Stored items
========================================================================

PR #1812, opened 2023-12-21
"OOP Basic" task is done

bodya4243:
Was created class Machine containing methods public abstract void doWork() and public abstract void stopWork().
Was create classes Truck, Bulldozer, and Excavator that will inherit from Machine.
In those classes override doWork(), so it will print a message that a certain machine started its work.
Override stopWork() as well. It should print messages that certain machines stopped working.
In the MainApp class was created a Machine array with Truck, Bulldozer, and Excavator and call methods doWork() and stopWork() in a loop.

### DIFF
--- a/src/main/java/core/basesyntax/Machine.java
+++ b/src/main/java/core/basesyntax/Machine.java
@@ -1,0 +1,8 @@
+package core.basesyntax;
+
+public abstract class Machine {
+    public abstract void doWork();
+
+    public abstract void stopWork();
+}
+
--- a/src/main/java/core/basesyntax/MainApp.java
+++ b/src/main/java/core/basesyntax/MainApp.java
@@ -1,5 +1,21 @@
 package core.basesyntax;
 
+import core.basesyntax.model.Bulldozer;
+import core.basesyntax.model.Excavator;
+import core.basesyntax.model.Truck;
+
 public class MainApp {
+    public static void main(String[] args) {
+        Truck truck = new Truck();
+        Bulldozer bulldozer = new Bulldozer();
+        Excavator excavator = new Excavator();
+
+        Machine[] machines = {truck,bulldozer,excavator};
+
+        for (int i = 0; i < 3; i++) {
+            machines[i].doWork();
+            machines[i].stopWork();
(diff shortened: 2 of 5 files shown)


src/main/java/core/basesyntax/MainApp.java
```diff
@@ -1,5 +1,21 @@
...
+
 public class MainApp {
+    public static void main(String[] args) {
+        Truck truck = new Truck();
+        Bulldozer bulldozer = new Bulldozer();
+        Excavator excavator = new Excavator();
+
+        Machine[] machines = {truck,bulldozer,excavator};
+
+        for (int i = 0; i < 3; i++) {
```
karma-o, line 15: let's not hardcode 3 here, use machines length instead, or just "for each" loop

src/main/java/core/basesyntax/Machine.java
```diff
@@ -0,0 +1,8 @@
+package core.basesyntax;
+
+public abstract class Machine {
+    public abstract void doWork();
+
+    public abstract void stopWork();
+}
+
```
karma-o, line 8: redundant empty line
```suggestion
```

karma-o (changes requested):

src/main/java/core/basesyntax/Machine.java
bodya4243: Unfortunately, I can't remove the empty row because the program isn't building
Снимок экрана 2024-01-30 225411

src/main/java/core/basesyntax/MainApp.java
```diff
@@ -1,5 +1,21 @@
...
+        Bulldozer bulldozer = new Bulldozer();
+        Excavator excavator = new Excavator();
+
+        Machine[] machines = {truck,bulldozer,excavator};
+
+        for (Machine machine : machines) {
+            machine.doWork();
+            machine.stopWork();
+        }
+    }
```
karma-o, line 20: The 20th line can also be removed

karma-o (approved):
Nice!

========================================================================

▶ **Exercise brief**: Set the entries down again exactly, beginning with their first line and ending with the line that contains "--- a/src/main/java/core/basesyntax/MainApp.java"; omit all other lines.

▶ **Response box**:
PR #1812, opened 2023-12-21
"OOP Basic" task is done

bodya4243:
Was created class Machine containing methods public abstract void doWork() and public abstract void stopWork().
Was create classes Truck, Bulldozer, and Excavator that will inherit from Machine.
In those classes override doWork(), so it will print a message that a certain machine started its work.
Override stopWork() as well. It should print messages that certain machines stopped working.
In the MainApp class was created a Machine array with Truck, Bulldozer, and Excavator and call methods doWork() and stopWork() in a loop.

### DIFF
--- a/src/main/java/core/basesyntax/Machine.java
+++ b/src/main/java/core/basesyntax/Machine.java
@@ -1,0 +1,8 @@
+package core.basesyntax;
+
+public abstract class Machine {
+    public abstract void doWork();
+
+    public abstract void stopWork();
+}
+
--- a/src/main/java/core/basesyntax/MainApp.java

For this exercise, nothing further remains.